When a user asks a question, the retriever searches through the indexed knowledge base to find relevant information.

flowchart TD
    A[User Query:<br/>'What is the company vacation policy?'] --> B(1. Query Embedding<br/>Convert query to vector)
    B --> C(2. Similarity Search<br/>Find most similar chunks)
    C --> D(3. Ranking & Filtering<br/>Score and select top results)
    D --> E[4. Context Assembly<br/>Combine retrieved chunks]
    E --> F[Retrieved Context<br/>Sent to Generator]

    style A fill:#e1f5fe,stroke:#0277bd
    style C fill:#fff3e0,stroke:#f57c00
    style D fill:#f3e5f5,stroke:#7b1fa2
    style F fill:#e8f5e8,stroke:#388e3c,stroke-width:2px

Step 1: Query Embedding

The user's query is converted into a vector using the same embedding model used during indexing.

The query vector is compared against all stored chunk vectors using similarity metrics like: - Cosine similarity: Most common for text - Euclidean distance: Geometric distance - Dot product: Fast but less normalized

Step 3: Ranking & Filtering

Retrieved chunks are: - Ranked by similarity score - Filtered by minimum threshold - Limited to top-k results (typically 3-10)

Step 4: Context Assembly

The selected chunks are combined into a coherent context that will be passed to the Generator.


Advanced Retrieval Techniques

Combines multiple search methods: - Dense retrieval: Vector similarity (semantic) - Sparse retrieval: Keyword matching (BM25) - Reranking: Secondary model to improve results

Query Enhancement

Improves retrieval by modifying the query: - Query expansion: Add related terms - Query rewriting: Rephrase for better matching - Multi-query: Generate multiple query variants

Metadata Filtering

Add structured filters to narrow search: - Document type - Date ranges - Author or source - Topic categories


Key Design Considerations

Chunk Size vs. Granularity

  • Larger chunks: More context but less precise
  • Smaller chunks: More precise but may lack context
  • Optimal size: Usually 200-1000 tokens

Embedding Model Selection

Consider: - Domain specificity: General vs. specialized models - Language support: Multilingual capabilities - Performance: Speed vs. accuracy trade-offs

Vector Database Choice

Factors to evaluate: - Scale: How many documents? - Performance: Query latency requirements - Cost: Hosted vs. self-managed - Features: Filtering, analytics, etc.
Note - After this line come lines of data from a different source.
PR #18135, opened 2020-11-04
net-im/psi: sync the live version with upstream changes

Ri0n:
Signed-off-by: Sergey Ilinykh <rion4ik@gmail.com>

QCA being compiled without gpg plugin won't let Psi start. But it's purely a QCA bug. So I removed the dependency anyway since it's not used anymore. The bug is fixed in this QCA fork https://github.com/psi-im/qca. But QCA devs are rather dead wrt accepting patches.
So likely I'll end up with something like app-crypt/psi-qca eventually, but not sure when.
I'll make another PR later always forcing gpg plugin to be enabled for qca.

### DIFF
--- a/net-im/psi/psi-9999.ebuild
+++ b/net-im/psi/psi-9999.ebuild
@@ -20,7 +20,7 @@ EGIT_MIN_CLONE_TYPE="single"
 LICENSE="GPL-2"
 SLOT="0"
 KEYWORDS=""
-IUSE="aspell crypt dbus debug doc enchant extras +hunspell iconsets keyring webengine webkit xscreensaver"
+IUSE="aspell dbus debug doc enchant extras +hunspell iconsets keyring webengine xscreensaver"
 
 REQUIRED_USE="
 	?? ( aspell enchant hunspell )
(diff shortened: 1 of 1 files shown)


a17r:
> But QCA devs are rather dead wrt accepting patches.

QCA is active. https://invent.kde.org/libraries/qca

Ri0n:
@a17r , I know where their repo is. After they rejected my last PR I see I won't find common language with them. And I have many more fixes/improvements in my QCA fork.
So I'll add a package for my QCA fork.
Probably I'll name it `app-crypt/qcang`. It won't collide with the original, I'll take care about it.

a17r:
> @a17r , I know where their repo is. After they rejected my last PR I see I won't find common language with them. And I have many more fixes/improvements in my QCA fork.

I don't think that's a sustainable attitude. I doubt you want to fork every project that rejects a contribution once.

a17r:
I'm picking `qtwebkit--` change for now, you'll have to rebase 9999 change afterwards.

"Toxic" is not a term applicable to KDE community, rest assured.

Neustradamus:
@a17r: Any news about this PR?

PR #18139, opened 2020-11-05
games-board/mah-jong: 1.16 version bump

band-a-prend:
Closes: https://bugs.gentoo.org/751040


games-board/mah-jong/mah-jong-1.16.ebuild
```diff
@@ -0,0 +1,51 @@
...
+
+MY_P="mj-${PV}-src"
+DESCRIPTION="A networked Mah Jong program, together with a computer player"
+HOMEPAGE="https://mahjong.julianbradfield.org/"
+SRC_URI="http://mahjong.julianbradfield.org/Source/${MY_P}.tar.gz"
+
+LICENSE="GPL-2"
+SLOT="0"
+KEYWORDS="~amd64 ~x86"
+IUSE=""
```
DarthGandalf, line 16: No need, if it's empty

games-board/mah-jong/mah-jong-1.16.ebuild
```diff
@@ -0,0 +1,51 @@
...
+# Distributed under the terms of the GNU General Public License v2
+
+EAPI=7
+
+inherit desktop toolchain-funcs xdg
+
+MY_P="mj-${PV}-src"
+DESCRIPTION="A networked Mah Jong program, together with a computer player"
+HOMEPAGE="https://mahjong.julianbradfield.org/"
+SRC_URI="http://mahjong.julianbradfield.org/Source/${MY_P}.tar.gz"
```
DarthGandalf, line 11: https?

games-board/mah-jong/mah-jong-1.16.ebuild
```diff
@@ -0,0 +1,51 @@
...
+
+S=${WORKDIR}/${MY_P}
+
+src_prepare() {
+	default
+
+	sed -i -e '/^.TH/ s/1/6/' xmj.man || die
+	sed -i \
+		-e "/^DESTDIR =/ s:=.*:= ${D}:" \
+		-e "/^BINDIR =/ s:=.*:= /usr/bin:" \
```
DarthGandalf, line 33: Shouldn't this have `${EPREFIX}`?

band-a-prend: ${EPREFIX} is empty here. Should I add it anyway?

DarthGandalf: It's not empty only on Gentoo Prefix: https://wiki.gentoo.org/wiki/Project:Prefix/Technical_Documentation#EPREFIX_variable

band-a-prend: If I replace`-e "/^BINDIR =/ s:=.*:= /usr/bin:" \` with `-e "/^BINDIR =/ s:=.*:= ${EPREFIX}/usr/bin:" \`
it installs the same path `/usr/bin`

If replace with `-e "/^BINDIR =/ s:=.*:= ${EPREFIX}:" \` I get warning 
```
 * 
 *   /mj-player
 *   /mj-server
 *   /xmj

```

band-a-prend: Is EPREFIX for configure phase?
Should I then use prefix.eclass for prepare phase?

DarthGandalf: No. If the full path is e.g. /home/user/gentoo/usr/bin, then EPREFIX part of it is `/home/user/gentoo`. Usually it's empty

band-a-prend: add ${EPREFIX} before /usr/bin

games-board/mah-jong/mah-jong-1.16.ebuild
band-a-prend: fixed

games-board/mah-jong/mah-jong-1.16.ebuild
band-a-prend: fixed

games-board/mah-jong/mah-jong-1.16.ebuild
chewi: I haven't seen the file involved here but the `hprefixify` function from `prefix.eclass` is nicer than manually `sed`ing `EPREFIX` into paths like this.

band-a-prend: The initial line to be replaced is `BINDIR = bin`.
Do you mean besides sed with `-e "/^BINDIR =/ s:=.*:= /usr/bin:"` 
(and instead of `-e "/^BINDIR =/ s:=.*:= ${EPREFIX}/usr/bin:"`)
inherit `prefix` and then after sed expression I need to add `hprefixify -w /^BINDIR/ Makefile`?

chewi: Ah, I see it won't work in this case because it relies on the value being prefixed with `/`. It would have been okay if there was a `PREFIX` variable in the Makefile but they've just abused `DESTDIR` for this purpose. That sucks. You could probably avoid all this hassle by just doing this. I haven't tested it though!

```bash
src_compile() {
	emake \
		CC="$(tc-getCC)" \
		EXTRA_CFLAGS="${CFLAGS}" \
		EXTRA_LDOPTIONS="${LDFLAGS}" \
		CDEBUGFLAGS= \
		TILESETPATH="${EPREFIX}/usr/share/${PN}"
}

src_install() {
	emake \
		DESTDIR="${ED}/usr/"
		MANDIR=man/man6 \
		MANSUFFIX=6 \
		INSTPGMFLAGS= \
		install install.man

	…
}
```

DarthGandalf: That would work if they used `?=` to set these variables inside Makefile, but they used `=`. Perhaps need to add a patch (or sed?) which removes `CC=gcc` etc from Makefile, then such emake call should work.

chewi: Nah, that's not how the rule works. `?=` will prefer an environment variable if it is set but `=` can still be overridden by passing the variables as arguments.

band-a-prend: @chewi thank you for tip.

`TILESETPATH='"${EPREFIX}/usr/share/${PN}"' ` should be (add outer single parentheses) otherwise it passed as value/expression instead of `char*` and fail to compile.

Now I need fix `install.man` part. Currently it results in sandbox fails trying install into /usr/local. Hope fix it soon.

DarthGandalf: But if you pass it like that, `${EPREFIX}` will be compiled into the binary as is, instead of expanding as a bash variable

band-a-prend: :(
I will recheck this as somewhere I saw unexpanded values in the begin of build log  while on compilile flags they was expanded in `-DTILESETPATH`.

chewi: Or try: `TILESETPATH="\"${EPREFIX}/usr/share/${PN}\""`

band-a-prend: Done

DarthGandalf:
Installs and works for me.

Why do you need dev-lang/perl in DEPEND? As it's used during build and called on the build machine (instead of the target arch), it should be in BDEPEND.

band-a-prend:
Always forget about BDEPEND check.
Fixed.

band-a-prend:
@chewi 
ping! 
any additional changes are required before merge?

PR #18143, opened 2020-11-06
net-im/telegram-desktop-bin: bump version to 2.4.7 and cleanup

henning-schild:


henning-schild:
WIP ... already two new releases since that one

henning-schild:
Turns out the two "new" ones are only pre-releases, so they do not count and 2.4.7 stays the most recent.

PR #18145, opened 2020-11-06
dev-embedded/avra: fix CC call, bump to 1.4.2

jsmolic:


juippis (approved):
I hope you're aware you don't have to become a maintainer for every package you fix.

PR #18147, opened 2020-11-06
app-i18n/uchardet: keywording as depency for sys-apps/groff

MatthiasCoppens:
Closes: https://bugs.gentoo.org/750032
Signed-off-by: Matthias Coppens <coppens.matthias.abc@gmail.com>


thesamesam:
We can't do this. Individual arch teams have to test it, sorry.

PR #18156, opened 2020-11-06
media-video/obs-studio: bump to 27.0.1 and add browser source support

ngg:
Closes: https://bugs.gentoo.org/717002
Closes: https://bugs.gentoo.org/795648


Chiitoo:
Thanks!

I'm here just to note that I have seen this, and the bug, but haven't had the time and energy to do anything about them yet.

Will hopefully get to it soon!

media-video/obs-studio/obs-studio-25.0.8-r1.ebuild
```diff
@@ -73,15 +78,37 @@ DEPEND="
...
+
 PATCHES=( "${FILESDIR}/${PN}-25.0.8-gcc-10-build.patch" )
 
 pkg_setup() {
 	use python && python-single-r1_pkg_setup
 }
 
+src_unpack() {
+	default
+	if [ "${PV}" != "9999" ]; then
```
Chiitoo, line 98: I'd prefer '[[' instead of '[', but I can change that later while changing the existing ones, so this is more for information than anything.  :]

Chiitoo:
The changes for non-9999 should probably go into a new ebuild, a 25.0.8-r2.

I'll try to run some tests soon.  In the mean time, @a17r, want to have a peek too?

holgersson32644:
> The changes for non-9999 should probably go into a new ebuild, a 25.0.8-r2.
FYI, upstream already released 26.0.2 ;-)

media-video/obs-studio/obs-studio-25.0.8-r1.ebuild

Common Challenges & Solutions

Challenge 1: Poor Retrieval Quality

Symptoms: Irrelevant or low-quality chunks retrieved Solutions: - Improve chunking strategy - Use domain-specific embeddings - Implement reranking - Add metadata filtering

Challenge 2: Slow Query Performance

Symptoms: High latency during search Solutions: - Optimize vector database configuration - Use approximate search algorithms - Implement caching - Reduce embedding dimensions

Challenge 3: Missing Context

Symptoms: Retrieved chunks lack necessary context Solutions: - Increase chunk size - Add chunk overlap - Implement hierarchical retrieval - Store parent-child relationships


Next Steps

The retrieved context from this component is passed to the the RAG Generator, which uses it to produce the final answer for the user.

Understanding retrieval is crucial because the quality of your RAG system is fundamentally limited by the quality of retrieved information - "garbage in, garbage out."